Address correspondence to R.J. Quann, Mobil Technology Company, Paulsboro, NJ 08066. Telephone: (609) 224-3251. Fax: (609) 224-3843. E-mail: richard_j_quann@email.mobil.com
Abbreviations used: LFER, linear free-energy relationship; SOL, structure-oriented lumping.
Many chemical reaction systems found in industry and nature are complex in terms of the large number of molecular components and chemical reactions. Examples include petroleum refining, biologic systems, and combustion processes. The number of components can exceed 10
4 and the number of chemical reactions can be an order of magnitude greater. Developing models of such large reacting systems is difficult because of the scale and the lack of fundamental information. Analytical techniques cannot identify and measure all the individual molecular components when so many are present a mixture. It is also impractical to study the mechanisms and kinetics of all possible chemical reactions. Further, how could this information be managed, organized, and formulated into a model simulating the reactions of so many components? Accordingly, models developed for complex reacting systems have used a technique called lumping (
1,2) to simplify the representation of composition and chemistry.

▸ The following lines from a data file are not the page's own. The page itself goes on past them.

PR #307, opened 2024-09-20
Move FiniteElement.components to FunctionSpace.components

mscroggs:
Docstring is about a physical cell which the finite element is no longer aware of, but the function space is

### DIFF
--- a/ufl/functionspace.py
+++ b/ufl/functionspace.py
@@ -60,6 +60,32 @@ class BaseFunctionSpace(AbstractFunctionSpace, UFLObject):
         self._ufl_domain = domain
         self._ufl_element = element
 
+    @property
+    def components(self) -> typing.Dict[typing.Tuple[int, ...], int]:
+        """Get the numbering of the components of the element of this space.
+
+        Returns:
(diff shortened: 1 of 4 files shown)


ufl/functionspace.py
```diff
@@ -60,6 +62,32 @@ def __init__(self, domain, element, label=""):
...
 
+    @property
+    def components(self) -> typing.Dict[typing.Tuple[int, ...], int]:
+        """Get the numbering of the components of the element of this space.
+
+        Returns:
+            A map from the components of the values on a physical cell (eg (0, 1))
+            to flat component numbers on the reference cell (eg 1)
+        """
+        from ufl.pullback import SymmetricPullback
```
jorgensd, line 73: Can we move the import outside the function itself?

jorgensd: Then I am fine with this.

jorgensd:
@dham do you have any objections to merging this?

dham:
I think this is a natural consequence of moving geometric quantities out of elements. I have no objection.

PR #308, opened 2024-09-20
Fix extract block for tensor spaces

jorgensd:
To be able to easily extract blocks from `ufl.MixedFuntionSpaces`.

Motivation:
Instead of writing out every block of `a` and `L` by hand, as
```python
    a00 = ufl.inner(ufl.grad(u), ufl.grad(v)) * dx
    a01 = ufl.inner(c, v) * dx
    a10 = ufl.inner(u, d) * dx

    L0 = ufl.inner(f, v) * dx + ufl.inner(g, v) * ufl.ds
    L1 = ufl.inner(zero, d) * dx

    a = dolfinx.fem.form([[a00, a01], [a10, None]], dtype=dtype)
    L = dolfinx.fem.form([L0, L1], dtype=dtype)

```
one can now do
```python
    dx = ufl.Measure("dx", domain=mesh)
    f = -ufl.div(ufl.grad(u_ex))
    n = ufl.FacetNormal(mesh)
    g = ufl.dot(ufl.grad(u_ex), n)
    a = ufl.inner(ufl.grad(u), ufl.grad(v)) * dx
    a += ufl.inner(c, v) * dx
    a += ufl.inner(u, d) * dx
    L = ufl.inner(f, v) * dx + ufl.inner(g, v) * ufl.ds
    L += ufl.inner(zero, d) * dx

    a_blocked = ufl.extract_blocks(a)
    L_blocked = ufl.extract_blocks(L)

    a = dolfinx.fem.form(a_blocked, dtype=dtype)
    L = dolfinx.fem.form(L_blocked, dtype=dtype)
```

It also fixes `extract_blocks` for tensors, and properly document this function, as to what happens if `i` or `j` is not provided.
Now it extracts the blocks as a scalar, vector or tensor.

### DIFF
--- a/ufl/algorithms/formsplitter.py
+++ b/ufl/algorithms/formsplitter.py
@@ -96,7 +96,7 @@ def extract_blocks(form, i: Optional[int] = None, j: Optional[None] = None):
     Args:
         form: A form
         i: Index of the block to extract. If set to ``None``, ``j`` must be None.
-        j: Index of the block to extract. If set to ``None``, ``i`` must be None.
+        j: Index of the block to extract.
     """
     fs = FormSplitter()
     arguments = form.arguments()
--- a/ufl/algorithms/formsplitter.py
+++ b/ufl/algorithms/formsplitter.py
@@ -8,6 +8,8 @@
 #
 # Modified by Cecile Daversin-Catty, 2018
 
+from typing import Optional
+
 from ufl.algorithms.map_integrands import map_integrand_dags
 from ufl.argument import Argument
 from ufl.classes import FixedIndex, ListTensor
@@ -31,20 +33,10 @@ class FormSplitter(MultiFunction):
         if obj.part() is not None:
             # Mixed element built from MixedFunctionSpace,
             # whose sub-function spaces are indexed by obj.part()
-            if len(obj.ufl_shape) == 0:
-                if obj.part() == self.idx[obj.number()]:
-                    return obj
-                else:
-                    return Zero()
+            if obj.part() == self.idx[obj.number()]:
+                return obj
             else:
-                indices = [()]
-                for m in obj.ufl_shape:
-                    indices = [(k + (j,)) for k in indices for j in range(m)]
-
-                if obj.part() == self.idx[obj.number()]:
-                    return as_vector([obj[j] for j in indices])
-                else:
-                    return as_vector([Zero() for j in indices])
+                return Zero(obj.ufl_shape)
         else:
             # Mixed element built from MixedElement,
             # whose sub-elements need their function space to be created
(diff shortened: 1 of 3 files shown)


ufl/finiteelement.py
```diff
@@ -148,7 +148,7 @@ def components(self) -> _typing.Dict[_typing.Tuple[int, ...], int]:
         offset = 0
         c_offset = 0
         for e in self.sub_elements:
-            for i, j in enumerate(np.ndindex(e.value_shape)):
+            for i, j in enumerate(np.ndindex(e.reference_value_shape)):
```
mscroggs, line 151: This change shouldn't be in this PR
```suggestion
            for i, j in enumerate(np.ndindex(e.value_shape)):
```

mscroggs (approved):

ufl/finiteelement.py
jorgensd: I'll revert it once 307 is merged.

ufl/algorithms/formsplitter.py
```diff
@@ -92,33 +84,60 @@ def multi_index(self, obj):
...
+    If arity is 0, returns the form.
+    If arity is 1, return the ith block. If ``i`` is ``None``, return all blocks.
+    If arity is 2, return the ``(i,j)`` entry. If ``j`` is ``None``, return the ith row.
+
+    If neither `i` nor `j` are set, return all blocks (as a scalar, vector or tensor).
+
+    Args:
+        form: A form
+        i: Index of the block to extract. If set to ``None``, ``j`` must be None.
+        j: Index of the block to extract. If set to ``None``, ``i`` must be None.
```
cdaversin, line 99: Not consistent with : "If ``j`` is ``None``, return the ith row."

jorgensd, line 99:
```suggestion
        j: Index of the block to extract.
```

ufl/algorithms/formsplitter.py
```diff
@@ -131,10 +150,9 @@ def extract_blocks(form, i=None, j=None):
     except TypeError:
         # Only one form returned
         forms_tuple = (forms,)
-
     if i is not None:
         if arity > 1 and j is not None:
-            return forms_tuple[i * len(parts) + j]
+            return forms_tuple[i][j]
         else:
             return forms_tuple[i]
```
cdaversin, line 157: Might be useful to have a warning if we end up there with j != None

ufl/algorithms/formsplitter.py
```diff
@@ -92,33 +84,60 @@ def multi_index(self, obj):
...
+                forms.append(tuple(form_i))
+            return tuple(forms)
         else:
-            # If standard element, extract only part
-            parts.append(a.part())
-    parts = tuple(sorted(set(parts)))
-    for pi in parts:
+            return fs.split(form, i, j)
+
+    # If mixed function space, each argument has sub-elements
```
cdaversin, line 128: Maybe some safety check on i and j depending on number of components in the MixedFunctionSpace ?

cdaversin (approved):
Looks good to me :)

jpdean:
Nice! This'll be really handy for coupled problems. Do we have a test?

jorgensd:
> Nice! This'll be really handy for coupled problems. Do we have a test?

I think we can adapt the stokes demo.

I use this in many of my own works lately.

Lumping partitions the entire molecular population into a small number of lumps (approximately 10) determined by the limitations in measuring mixture composition, the similar chemistry and physical properties of molecular components within a lump, and the model's intended purpose. This approach reduces complexity and eliminates the need for a detailed molecular characterization, albeit at the expense of its usefulness. Using petroleum refining as an example, the model shown in Figure 1 was developed in the 1970s to predict gasoline yield for the fluid catalytic cracking process that converts heavy gas oil containing high-molecular-weight hydrocarbons to the lower molecular weight components of gasoline. It represents the complex composition of gas oil as eight lumps based on the crude analytical capabilities of that time--broad molecular categories and boiling range. Although this model can predict gasoline yield from these lumps, it is not structured to predict gasoline composition or the impact of composition on the required quality specifications. In addition, the gasoline yield is not reliably predicted because the lumping scheme cannot represent other important variations in gas oil composition and because the process chemistry is inadequately represented.
Figure 1. Modeling the fluid catalytic cracking process using a simplified representation of petroleum's complex composition.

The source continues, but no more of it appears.